In a joint project, experts from the Siemens gas turbine manufacturing plant in Berlin and the Fraunhofer Institute for Laser Technology (ILT) in Aachen, Germany, have developed a laser-based technology that speeds up the manufacturing process for turbine vanes slated for the hot gas area of an engine. A modular manufacturing process has also been introduced to overcome problems that were encountered when producing delicate vane structures.
The new technology uses selective laser melting (SLM) and works similarly to a 3D printer. Special alloys are melted by laser on a powder bed, and the vane components are then built up layer by layer.
The Clean Energy Center commissioned by Siemens last year plays a major role in developing and refining gas turbines as a facility for conducting realistic tests on various turbine components with liquid or gaseous fuels.

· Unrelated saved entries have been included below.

PR #997, opened 2025-05-23
💄Fine tuning 3.3.0

AntoLC:
## Purpose

- [x] 🚩(frontend) feature flag on blocking edition
- [x] ✏️(frontend) change antivirus fail sentence

## New env var
```
COLLABORATION_ONLY_CONNECTED_CAN_EDIT=[boolean]
```
If users were not connected to the collaboration server, they were not be able to edit documents.
We decided to add a feature flag on this feature as it can be quite restrictive.
We can now enable or disable this feature at runtime thanks to the env variable `COLLABORATION_ONLY_CONNECTED_CAN_EDIT`.


src/frontend/apps/e2e/__tests__/app-impress/common.ts
```diff
@@ -4,6 +4,7 @@ export const CONFIG = {
   AI_FEATURE_ENABLED: true,
   CRISP_WEBSITE_ID: null,
   COLLABORATION_WS_URL: 'ws://localhost:4444/collaboration/ws/',
+  COLLABORATION_ONLY_CONNECTED_CAN_EDIT: false,
```
lunika, line 7: `ONLY_CONNECTED` is confusing. I understood first only user being connected to the application. I would suggestion `COLLABORATION_ACTIVATED_WITHOUT_WS_CONNECTION` ? Is it more accurate ?

lunika (approved):

PR #1008, opened 2025-05-24
Track actions using .capture()

lebaudantoine:
## Purpose

Avoid relying on the autocapture, isntead track specific events.

## Proposal

Track : 
- AI action and performance / error rate data
- Doc creation from the left panel 
- Open search modal

Feel free to suggest any idea.


virgile-dev:
Here are things I'd like to track. Ideally I'd want to have the % of users / docs who use this features
- Add pinned document
- Export a document
- Check version history
- Use of filtered list of documents (My Docs and Shared Docs)
- Click on the Summary 
- Invite a user to a doc
- Use of link share (public or connected)

PR #1033, opened 2025-06-02
🔧(docker) add a service in compose to frontend development

lunika:
## Purpose

We want a serice in compose starting the frontend application in development mode. We want to take the advantage of the hot reload module, so the sources are mounted inside the container.

## Proposal

- [x] 🔧(docker) add a service in compose to frontend development

### DIFF
--- a/Makefile
+++ b/Makefile
@@ -128,7 +128,7 @@ run-backend: ## Start only the backend application and all needed services
 run: ## start the wsgi (production) and development server
 run: 
 	@$(MAKE) run-backend
-	@$(COMPOSE) up --force-recreate -d frontend
+	@$(COMPOSE) up --force-recreate -d frontend-development
 .PHONY: run
 
 status: ## an alias for "docker compose ps"
@@ -315,7 +315,7 @@ frontend-lint: ## run the frontend linter
 .PHONY: frontend-lint
 
 run-frontend-development: ## Run the frontend in development mode
-	@$(COMPOSE) stop frontend
+	@$(COMPOSE) stop frontend frontend-development
 	cd $(PATH_FRONT_IMPRESS) && yarn dev
 .PHONY: run-frontend-development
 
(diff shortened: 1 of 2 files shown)


Makefile
```diff
@@ -128,7 +128,7 @@ run-backend: ## Start only the backend application and all needed services
 run: ## start the wsgi (production) and development server
 run: 
 	@$(MAKE) run-backend
-	@$(COMPOSE) up --force-recreate -d frontend
+	@$(COMPOSE) up --force-recreate -d frontend-development
```
Kharonus, line 156: Great work, can you amend the `build-frontend` make target, too, so that it builds both services?

AntoLC: Only the port 3000 is available, so starting both containers will cause problems.

docker-compose.yml
```diff
@@ -157,7 +157,23 @@ services:
...
+      context: .
+      dockerfile: ./src/frontend/Dockerfile
+      target: impress-dev
+      args:
+        API_ORIGIN: "http://localhost:8071"
+        PUBLISH_AS_MIT: "false"
+        SW_DEACTIVATED: "true"
     image: impress:frontend-development
+    volumes:
+      - ./src/frontend:/home/frontend
```
AntoLC, line 126: There is lot of side effects by keeping the `node_modules` sync, I think it is common pattern to exclude it:

```suggestion
      - ./src/frontend:/home/frontend
      - /home/frontend/node_modules
      - /home/frontend/apps/impress/node_modules
```

lunika:
@AntoLC @Kharonus I made other modification, the y-provider is run in dev mode and I removed all the services running application in production mode, we don't use them.

Makefile
Kharonus: it is not about running, but building. might be handy to have both images ready to go and they share a lot of the docker context, so no big overhead.

But I saw, that lunika now removed the previous frontend service completely and replaced it, so this is now obsolete :D

AntoLC (approved):
Looks good !

Issue #879, opened 2025-04-15
Structure of the <nav>


cyberbaloo:
**Problematic behavior**
The left column looks like a navigation, the items in this column should be in a `<nav>` element

The buttons in the left column should be structured in a `<ul><li>` list to allow screen reader users to know the number of elements present in the navigation.

**Possible Solution**
- Add a `role="navigation"` to the element `<nav>`
- Add a list `<ul><li>`

Example :

```
<ul>
<li><button>Tous les documents</button></li>
<li><button>Mes documents</button></li>
<li><button>Partagés avec moi</button></li>
</ul>
```

PR #1047, opened 2025-06-03
add role navigation and semantic list to left panel nav

Appryll:
Enhance accessibility: add role="navigation" and semantic list to left panel <nav>
Issue associée :  [879](https://github.com/suitenumerique/docs/issues/879)

### DIFF
--- a/src/frontend/apps/impress/src/features/left-panel/components/LefPanelTargetFilters.tsx
+++ b/src/frontend/apps/impress/src/features/left-panel/components/LefPanelTargetFilters.tsx
@@ -2,7 +2,7 @@ import { usePathname, useRouter, useSearchParams } from 'next/navigation';
 import { useTranslation } from 'react-i18next';
 import { css } from 'styled-components';
 
-import { Box, BoxButton, Icon, Text } from '@/components';
+import { BoxButton, Icon, Text } from '@/components';
 import { useCunninghamTheme } from '@/cunningham';
 import { DocDefaultFilter } from '@/features/docs';
 import { useLeftPanelStore } from '@/features/left-panel';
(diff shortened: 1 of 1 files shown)


src/frontend/apps/impress/src/features/left-panel/components/LefPanelTargetFilters.tsx
```diff
@@ -47,48 +47,50 @@ export const LeftPanelTargetFilters = () => {
...
   return (
-    <Box
-      $justify="center"
-      $padding={{ horizontal: 'sm' }}
-      $gap={spacingsTokens['2xs']}
-      className="--docs--left-panel-target-filters"
-    >
-      {defaultQueries.map((query) => {
-        const isActive = target === query.targetQuery;
+    <nav role="navigation" aria-label="Docs filters">
```
Ovgodd, line 50: Hello Thanks for the semantic update !
 You can remove role="navigation", as it’s implicit on the nav element. It’s only necessary if you're using a non-semantic container like a div.

and Also, consider updating the aria-label something like "Document sections" would be more meaningful for screen reader users than "Docs filters".

```suggestion
    <nav aria-label="Document sections">
```

src/frontend/apps/impress/src/features/left-panel/components/LefPanelTargetFilters.tsx
```diff
@@ -47,48 +47,50 @@ export const LeftPanelTargetFilters = () => {
...
+                $css={css`
+                  width: 100%;
+                  cursor: pointer;
+                  background-color: ${isActive
+                    ? colorsTokens['greyscale-100']
+                    : undefined};
+                  font-weight: ${isActive ? 700 : undefined};
+                  &:hover {
+                    background-color: ${colorsTokens['greyscale-100']};
+                  }
```
Ovgodd, line 79: There’s no visible focus outline, so it's hard to know where we are.

👉 You may need to explicitly add a :focus-visible style on the BoxButton to restore proper keyboard visibility.

```suggestion
                  }
&:focus-visible {
outline: 2px solid ${colorsTokens['primary-500']};
outline-offset: 2px;
border-radius: ${spacingsTokens['3xs']};
}
```
focus

src/frontend/apps/impress/src/features/left-panel/components/LefPanelTargetFilters.tsx
Ovgodd, line 50: The visual layout seems slightly broken after this change probably some missing spacing or margin on the filter items.  

sidebar

Ovgodd:
a new PR has been created : [1262](https://github.com/suitenumerique/docs/pull/1262)

PR #1065, opened 2025-06-10
🩹(backend) default CORS_ALLOW_ALL_ORIGINS to False

lunika:
## Purpose

The settings CORS_ALLOW_ALL_ORIGINS was set to True by default.

This error is inherited from a old mistake made back in the days while working on the initial impress demo.

This is not something we want, this should be only allowed in development. We change the value in all the manifests in order to have the desired behavior in non development environments.

## Proposal

- [x] 🩹(backend) default CORS_ALLOW_ALL_ORIGINS to False


AntoLC (commented):
Better late than never ^^

What about this endpoint ?
https://github.com/suitenumerique/docs/blob/1edac41bf861428b79adb33673deacf6945c92d5/src/backend/core/api/viewsets.py#L671-L679

lunika:
> Better late than never ^^
> 
> What about this endpoint ?
> 
> https://github.com/suitenumerique/docs/blob/1edac41bf861428b79adb33673deacf6945c92d5/src/backend/core/api/viewsets.py#L671-L679

This endpoint is used in a server to server context. CORS is not used in that context

PR #1078, opened 2025-06-16
✨(frontend) Duplicate a doc

AntoLC:
## Purpose

Gives the possibility to duplicate a document.

## Proposal

- [x] ♻️(frontend) Simplify AGPL export pattern 
- [x] ✨(frontend) Duplicate a doc

## Demo

[Demo duplicate doc ! - Docs.webm](https://github.com/user-attachments/assets/924901ab-3c0b-437d-a3fe-96fe417a4080)

## Edge case

We save before duplication to ensure the latest state is duplicated.

⚠️ Possible data lost:
- if current user is reader, it will not save, so 1mn could be lost with duplication if editor are writing in the same moment.
- if duplication is trigger from option document list, we cannot access the provider, so 1mn could be lost with duplication if editor are writing in the same moment.

### DIFF
--- a/src/backend/core/api/viewsets.py
+++ b/src/backend/core/api/viewsets.py
@@ -954,6 +954,8 @@ class DocumentViewSet(
         )
         serializer.is_valid(raise_exception=True)
         with_accesses = serializer.validated_data.get("with_accesses", False)
+        roles = set(document.get_roles(request.user))
+        is_owner_or_admin = bool(roles.intersection(set(models.PRIVILEGED_ROLES)))
 
         base64_yjs_content = document.content
 
@@ -985,7 +987,7 @@ class DocumentViewSet(
         ]
 
         # If accesses should be duplicated, add other users' accesses as per original document
-        if with_accesses:
+        if with_accesses and is_owner_or_admin:
             original_accesses = models.DocumentAccess.objects.filter(
                 document=document
             ).exclude(user=request.user)
--- a/src/backend/core/tests/documents/test_api_documents_duplicate.py
+++ b/src/backend/core/tests/documents/test_api_documents_duplicate.py
@@ -168,14 +168,17 @@ def test_api_documents_duplicate_success(index):
         assert response.status_code == 403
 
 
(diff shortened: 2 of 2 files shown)


virgile-dev:
hey @AntoLC good job ! 
can you also duplicate from the document list ?
@rl-83 do you think we should have an option to duplicate without the rights ?

AntoLC:
> can you also duplicate from the document list

Yes we can

virgile-dev:
Hey @AntoLC  @rl-83 talked with @sampaccoud about this.
It told me the back provides an option to duplicate with or without the rights. 
The UI should should give the option to the user.

virgile-dev:
> Hey @AntoLC @rl-83 talked with @sampaccoud about this. It told me the back provides an option to duplicate with or without the rights. The UI should should give the option to the user.

By default we shouldn't copy the associated members and rights. Let's remove this from this PR. I've opened an [issue](https://github.com/suitenumerique/docs/issues/1094) to add the mentioned above

src/frontend/apps/e2e/__tests__/app-impress/doc-header.spec.ts
```diff
@@ -456,6 +456,37 @@ test.describe('Doc Header', () => {
...
   });
+
+  test('it duplicates a document', async ({ page, browserName }) => {
+    const [docTitle] = await createDoc(page, `Duplicate doc`, browserName);
+
+    const editor = page.locator('.ProseMirror');
+    await editor.click();
+    await editor.fill('Hello Duplicated World');
+
+    await page.reload();
```
lunika: This does not reflect what really happen when you work on a document. This reload I think trigger the save of the document content, this is why you have the same content at the end of this test

AntoLC: It will now save if possible when duplication.
- if reader, it will not save, so 1mn could be lost with duplication if editor are writing in the same moment.
- if duplication is trigger from option document list, we cannot access the provider, so 1mn could be lost with duplication if editor are writing in the same moment.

During the tests, individual turbine parts are exposed to temperatures of 1,500 degrees Celsius or more. Such components are usually manufactured from superalloys in a precision casting process, in which each iterative loop may last several months and incur significant costs.
Guide vanes consist of two massive platforms and an airfoil which has a delicate cooling structure that has presented a major manufacturing challenge in the past. Despite using SLM technology, the production of the cooling structure still required additional internal supports.
A modified process chain has solved the problem: both the airfoil and the two massive platforms that turbine vanes consist of are manufactured separately and then subsequently brazed together. This makes it possible to not only eliminate the supports in the blade, but also to improve the surface quality. The result is a fully functional component that can be used in hot path rig testing in order to deliver quick feedback to the design engineers.
This modular production of turbine blades offers significant potential for other components as well. It would make it possible to connect cast and SLM-made parts, leaving just the complex or variable parts to be produced using SLM. At the same time, it would also facilitate the production of parts with difficult geometries that are currently too large for the SLM process.